Information given:
[Start of Attachment]
PR #10804, opened 2024-05-28
Fix ProjectileHitEvent not called for multiple HitResults

### LINKED ISSUE #10801: ProjectileHitEvent not called multiple times for entites close to each other
### Expected behavior

When having 2 entities stand right behind each other. cancelling the ProjectileHitEvent would result in the event being called once for the first entity and once for the second entity.

### Observed/Actual behavior

the event only gets called once for the closest entity to the shooter however not for the second entity

### Steps/models to reproduce

cancel ProjectileHitEvent and print out when the event gets called with the playername. line up 2 players/entities (i would just use 2 players since this issue also relies on how big the hitbox of the entity is) as close as possible behind each other. shoot straight through both entites/players. see that the event only got called once

### Plugin and Datapack List

just a test plugin to cancel the event

### Paper version

[10:12:21 INFO]: Checking version, please wait...
[10:12:21 INFO]: This server is running Paper version 1.20.6-113-master@23fe116 (2024-05-27T17:40:35Z) (Implementing API version 1.20.6-R0.1-SNAPSHOT)

### Other

This issue happens because in the logic where the arrow checks if there is an entity to hit in the hit box it only returns the closest entity instead of all entities in that area, resulting in it not trying to hit the next entity if the event is cancelled.

### LINKED ISSUE #11478: Cancelling ProjectileHitEvent for entity collisions allows arrows to phase through blocks
### Expected behavior

Cancelling `ProjectileHitEvent` for entity collisions should not prevent block collisions.

### Observed/Actual behavior

Cancelling a `ProjectileHitEvent` fired for hitting an entity can cause arrows to phase through blocks.

### Steps/models to reproduce

Shoot an arrow at an entity on the edge of its bounding box, towards the ground. If positioned correctly, the arrow will phase into a block. If the ground is thin enough, it will continue travelling after phasing into the block. Otherwise, it will be lodged within the ground.
Example image of lining up a shot:
Image

### Plugin and Datapack List

Only a test plugin, with the following listener to cancel `ProjectileHitEvent`:
```java

    @EventHandler
    public void onHit(ProjectileHitEvent event) {
        if (event.getHitEntity() != null) event.setCancelled(true);
    }

}
```

### Paper version

This server is running Paper version 1.21.1-119-master@7cd4f2c (2024-10-03T15:19:34Z) (Implementing API version 1.21.1-R0.1-SNAPSHOT)
Previous version: 1.21.1-85-c5a1066 (MC: 1.21.1)

### Other

This seems to be a result of the logic in `AbstractArrow#tick` and `Projectile#preHitTargetOrDeflectSelf`. Arrows first ray trace to determine any block collisions, and then does another ray trace to find hit entities. If an entity that can be hit is found, the hit result is passed to `Projectile#preHitTargetOrDeflectSelf`. As such, the block collision is never considered, including when the `ProjectileHitEvent` is cancelled.

notTamion:
fixes #10801

---
Download the paperclip jar for this pull request: [paper-10804.zip](https://nightly.link/PaperMC/Paper/actions/artifacts/2351968475.zip)


notTamion:
just one thing when you guys decide to test the pr. arrows just disappearing client side when the event is cancelled is also an issue without the patch but i am not sure wether or not that is fixable

notTamion:
So right now this probably has issues with the piercing enchantment (haven't tested but is very likely). before i however resolve that i would like to know what design we will be going forwards with. Lynx suggested instead of adding new methods to ProjectileUtil which return all entities in the range, we should do something similar to piercingIngoreEntityIds. I have tried to implement this for 1 or 2 of the Projectile Classes however i noticed that the diff is often even bigger/ just as big as before, we also have to clip entites more often with his implementation.

patches/server/1065-Fix-ProjectileHitEvent-not-calling-for-multiple-enti.patch
```diff
@@ -0,0 +1,307 @@
...
++    ) {
++        Vec3 vec3 = pos.add(velocity);
++        HitResult blockHitResult = world.clip(new ClipContext(pos, vec3, raycastShapeType, ClipContext.Fluid.NONE, entity));
++        if (blockHitResult.getType() != HitResult.Type.MISS) {
++            vec3 = blockHitResult.getLocation();
++        }
++
++        java.util.List<HitResult> hitResults = (java.util.List<HitResult>)(java.util.List<?>) getEntityHitResults(world, entity, pos, vec3, entity.getBoundingBox().expandTowards(velocity).inflate(1.0), predicate, margin);
++        if (!hitResults.isEmpty()) {
++            if (blockHitResult.getType() != HitResult.Type.MISS) hitResults.add(blockHitResult);
```
TonytheMacaroni: The collection returned from `getEntityHitResults` is immutable, causing this to throw an exception.

notTamion: Must have not had the right angle when testing. thanks

notTamion:
Well get around to fully testing it later, for now it compiles and starts.

patches/server/1066-Fix-ProjectileHitEvent-not-called-for-multiple-HitRe.patch
```diff
@@ -0,0 +1,343 @@
...
++        for (Entity entity3 : world.getEntities(entity, box, predicate)) {
++            AABB aABB = entity3.getBoundingBox().inflate(margin);
++            Optional<Vec3> optional = aABB.clip(min, max);
++            if (optional.isPresent()) {
++                double e = min.distanceToSqr(optional.get());
++                entities.put(e, entity3);
++            }
++        }
++
++        return entities.values().stream().map(EntityHitResult::new).collect(java.util.stream.Collectors.toList());
```
TonytheMacaroni: Small nitpick: [`Collectors#toList` has undefined mutability](https://docs.oracle.com/en/java/javase/21/docs/api/java.base/java/util/stream/Collectors.html#toList()). I believe it's almost always implemented to return a mutable list, but maybe use `Colllectors#toColllection` instead?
[End of Attachment]
What you will do: All lines in the records above with "blocks" need to be found and copied.

Final answer:
### LINKED ISSUE #11478: Cancelling ProjectileHitEvent for entity collisions allows arrows to phase through blocks
Cancelling a `ProjectileHitEvent` fired for hitting an entity can cause arrows to phase through blocks.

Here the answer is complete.